WHAT IS BEING ASKED
Every entry should be reproduced word for word.
*** Begin section ***
PR #726, opened 2021-05-18
TabbedGridPanel

labkey-nicka:
#### Rationale
Adds a component wrapper for `TabbedGridPanel` component that is a part of our `@labkey/components` package. Done in collaboration with @labkey-chrisj.

#### Related Pull Requests
* https://github.com/LabKey/labkey-ui-components/pull/528
* https://github.com/LabKey/biologics/pull/885
* https://github.com/LabKey/sampleManagement/pull/572
* https://github.com/LabKey/testAutomation/pull/726

#### Changes
* Adds a `TabbedGridPanel` component wrapper for interacting with the related `@labkey/component` React component on app pages.

### DIFF
--- a/src/org/labkey/test/components/ui/grids/TabbedGridPanel.java
+++ b/src/org/labkey/test/components/ui/grids/TabbedGridPanel.java
@@ -1,0 +1,131 @@
+package org.labkey.test.components.ui.grids;
+
+import org.labkey.test.Locator;
+import org.labkey.test.components.Component;
+import org.labkey.test.components.WebDriverComponent;
+import org.labkey.test.components.html.Input;
+import org.labkey.test.pages.LabKeyPage;
+import org.openqa.selenium.WebDriver;
+import org.openqa.selenium.WebElement;
+import org.openqa.selenium.support.ui.ExpectedConditions;
+
+import java.util.List;
+
+import static org.labkey.test.WebDriverWrapper.WAIT_FOR_JAVASCRIPT;
+import static org.labkey.test.components.html.Input.Input;
+
+/**
+ * TabbedGridPanel wraps components/src/public/QueryModel/TabbedGridPanel.tsx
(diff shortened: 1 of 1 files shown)


src/org/labkey/test/components/ui/grids/TabbedGridPanel.java
```diff
@@ -0,0 +1,126 @@
...
+            getWrapper().waitFor(()-> isSelected(tabText), "tab did not become selected in time", 2000);
+        }
+
+        return getSelectedGrid();
+    }
+
+    public QueryGrid getSelectedGrid()
+    {
+        return new QueryGrid.QueryGridFinder(getDriver()).waitFor(this);
+    }
```
labkey-tchad, line 70: If the class documentation is accurate and the grids are only shown and hidden when switching tabs, I would expect this to always return the first grid regardless of which tab is selected. I don't see anything in `QueryGrid.QueryGridFinder` that would restrict this to finding only the visible grid.

labkey-tchad (changes requested):
Can we add one of these to `LabKeyUIComponentsPage.tsx` with a corresponding component test and update to `CoreComponentsTestPage`?

labkey-nicka:
> Can we add one of these to `LabKeyUIComponentsPage.tsx` with a corresponding component test and update to `CoreComponentsTestPage`?

We can, however, I'd prefer to do that with a future PR. This panel is now in use in the related PRs and I can get something added to the backlog to support putting this into the components page.

src/org/labkey/test/components/ui/grids/TabbedGridPanel.java
labkey-chrisj: It turns out that the comment isn't accurate, the grid component switching appears to be handled as virtual-dom actions- meaning there's only one grid at a time

labkey-tchad (approved):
*** End section ***
SOLUTION BELOW
PR #726, opened 2021-05-18
TabbedGridPanel

labkey-nicka:
#### Rationale
Adds a component wrapper for `TabbedGridPanel` component that is a part of our `@labkey/components` package. Done in collaboration with @labkey-chrisj.

#### Related Pull Requests
* https://github.com/LabKey/labkey-ui-components/pull/528
* https://github.com/LabKey/biologics/pull/885
* https://github.com/LabKey/sampleManagement/pull/572
* https://github.com/LabKey/testAutomation/pull/726

#### Changes
* Adds a `TabbedGridPanel` component wrapper for interacting with the related `@labkey/component` React component on app pages.

### DIFF
--- a/src/org/labkey/test/components/ui/grids/TabbedGridPanel.java
+++ b/src/org/labkey/test/components/ui/grids/TabbedGridPanel.java
@@ -1,0 +1,131 @@
+package org.labkey.test.components.ui.grids;
+
+import org.labkey.test.Locator;
+import org.labkey.test.components.Component;
+import org.labkey.test.components.WebDriverComponent;
+import org.labkey.test.components.html.Input;
+import org.labkey.test.pages.LabKeyPage;
+import org.openqa.selenium.WebDriver;
+import org.openqa.selenium.WebElement;
+import org.openqa.selenium.support.ui.ExpectedConditions;
+
+import java.util.List;
+
+import static org.labkey.test.WebDriverWrapper.WAIT_FOR_JAVASCRIPT;
+import static org.labkey.test.components.html.Input.Input;
+
+/**
+ * TabbedGridPanel wraps components/src/public/QueryModel/TabbedGridPanel.tsx
(diff shortened: 1 of 1 files shown)


src/org/labkey/test/components/ui/grids/TabbedGridPanel.java
```diff
@@ -0,0 +1,126 @@
...
+            getWrapper().waitFor(()-> isSelected(tabText), "tab did not become selected in time", 2000);
+        }
+
+        return getSelectedGrid();
+    }
+
+    public QueryGrid getSelectedGrid()
+    {
+        return new QueryGrid.QueryGridFinder(getDriver()).waitFor(this);
+    }
```
labkey-tchad, line 70: If the class documentation is accurate and the grids are only shown and hidden when switching tabs, I would expect this to always return the first grid regardless of which tab is selected. I don't see anything in `QueryGrid.QueryGridFinder` that would restrict this to finding only the visible grid.

labkey-tchad (changes requested):
Can we add one of these to `LabKeyUIComponentsPage.tsx` with a corresponding component test and update to `CoreComponentsTestPage`?

labkey-nicka:
> Can we add one of these to `LabKeyUIComponentsPage.tsx` with a corresponding component test and update to `CoreComponentsTestPage`?

We can, however, I'd prefer to do that with a future PR. This panel is now in use in the related PRs and I can get something added to the backlog to support putting this into the components page.

src/org/labkey/test/components/ui/grids/TabbedGridPanel.java
labkey-chrisj: It turns out that the comment isn't accurate, the grid component switching appears to be handled as virtual-dom actions- meaning there's only one grid at a time

labkey-tchad (approved):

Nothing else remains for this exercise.